# What to do after brine shrimp hatched?



## FONE (May 21, 2013)

Hey guys,

I did some digging on DIY brine shrimp hatcheries, and went with the inverted pop bottle technique. After 24-36 hours, I've got a bunch of hatched [baby] brine shrimp.

Now what do I do with them, to make sure they don't all just die off??

I've moved a portion solution + brine shrimp to a small 1.5g tank, and added in more buffered hatching solution with an airline-straw combo.

Do I need to do something to make sure any unhatched eggs in there still hatch, and that the baby brine shrimp can grow and produce new eggs/babies?

Please help! Thanks.


----------



## BillD (Jun 5, 2006)

Normally brine shrimp are hatched and fed as soon as possible. I have accidently raised a few. If I remember correctly the the salinity should be higher than for hatching. If you do a search you should be able to find a recipe for food. There was a guy who used to be local, who raised them in the backyard in wading pools.


----------



## bluegularis (May 12, 2010)

*BS growing*

Once the BS hatch usually it is best to feed them to all the fish.

Raising the shrimp to adult hood is not the easiest task it can be done but it is cheaper to just buy them at big Als and you get more of them.

First the salinity has to be increased to 1.04 from 1.025. they need algae or yeast as food from day 2 on , and it take about 3 weeks before they are full grown, at this point they produce new shrimp from eggs that hatch and take the same time to grow again.

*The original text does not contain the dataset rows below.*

PR #3615, opened 2024-12-21
[tmpnet] Enable deployment to kube

marun:
## PR Chain: tmpnet+kube

- #3854
- #3857
- #3870
- #3877
- #3867
- #3871
- #3881
- #3890
- #3884
- #3893
- #3894
- #3896
- #3897
- #3898
- #3882 
- #3945
- #3947
- #3973
- **>>>>>>** #3615 **<<<<<<** 
- #3794

## TODO

- [x] Merge #3973 
- [x] Clean up changes for maintainability
- [ ] Update tmpnet README
- [ ] post-merge: Make new CI job required

### DIFF
--- a/tests/fixture/tmpnet/kube_runtime.go
+++ b/tests/fixture/tmpnet/kube_runtime.go
@@ -192,11 +192,7 @@ func (p *KubeRuntime) Start(ctx context.Context) error {
 		zap.String("statefulSet", statefulSetName),
 	)
 	_, err = clientset.AppsV1().StatefulSets(namespace).Get(ctx, statefulSetName, metav1.GetOptions{})
-	if err != nil {
-		if !apierrors.IsNotFound(err) {
-			return fmt.Errorf("failed to retrieve StatefulSet %s/%s: %w", namespace, statefulSetName, err)
-		}
-	} else {
+	if err == nil {
 		// Stateful exists - make sure it is scaled up and running
 
 		log.Debug("attempting to retrieve scale for existing StatefulSet",
@@ -241,6 +237,8 @@ func (p *KubeRuntime) Start(ctx context.Context) error {
 		)
 
 		return nil
+	} else if !apierrors.IsNotFound(err) {
+		return fmt.Errorf("failed to retrieve StatefulSet %s/%s: %w", namespace, statefulSetName, err)
 	}
 
 	// StatefulSet does not exist - create it


tests/fixture/tmpnet/start_kind_cluster.go
```diff
@@ -8,49 +8,137 @@ import (
...
+		)
+		return false, nil
+	}
+	if err != nil {
+		return false, fmt.Errorf("failed to check kubeconfig path %s: %w", configPath, err)
+	}
+
+	clientset, err := GetClientset(log, configPath, configContext)
+	if err != nil {
+		if strings.Contains(err.Error(), missingContextMsg) {
```
Elvis339, line 87: Seems like `GetClientset` could return a custom error like `ErrMissingContext` which you could check with `errors.Is`. 

I think this change could make it more discoverable without having to read implementation (for contributors both external and internal). Also if the error message changes this functionality can break without notice - having it defined as error at least communicates that this specific error condition is part of the expected API and should be explicitly handled.

Edit: I saw you left todo comment for yourself. 👍

Elvis339 (approved):
LGTM

tests/fixture/tmpnet/kube_runtime.go
```diff
@@ -0,0 +1,768 @@
...
+	}
+
+	p.setNotRunning()
+
+	return p.ensureBootstrapIP(ctx)
+}
+
+// IsHealthy checks if the node is running and healthy.
+//
+// TODO(marun) Add WaitForHealthy as a runtime method to minimize API calls requires and
```
RodrigoVillar, line 549: (not neccessary) nit: `requires` => `required`

RodrigoVillar (approved):

tests/fixture/tmpnet/start_kind_cluster.go
```diff
@@ -8,49 +8,137 @@ import (
...
-func StartKindCluster(ctx context.Context, log logging.Logger, configPath string, configContext string) error {
-	err := CheckClusterRunning(log, configPath, configContext)
-	if err == nil {
-		log.Info("kubernetes cluster already running",
+// isKindClusterRunning determines if a kind cluster is running with context kind-kind
+func isKindClusterRunning(log logging.Logger, configPath string) (bool, error) {
+	configContext := KindKubeconfigContext
+
+	_, err := os.Stat(configPath)
+	if os.IsNotExist(err) {
```
StephenButtolph, line 75: We aren't consistent here, but these error checks are documented as being less preferred rather than `errors.Is`:

> This function predates `errors.Is`. It only supports errors returned by the os package. New code should use `errors.Is(err, fs.ErrNotExist)`.

StephenButtolph (approved):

I did it once from the shrimp that remained in the hatchers and after 3 weeks got less than a teaspoon to feed to my fish. They also need a large container and aeration I did it in a 10 gallon tank, sea salt mixes are better than just pickling or feed grade salt.

Thank

John


----------



## rayjay (Sep 6, 2014)

It all depends on what you are looking to accomplish with the brine shrimp.
Is it for fry, or is it just to watch fish chase down live food?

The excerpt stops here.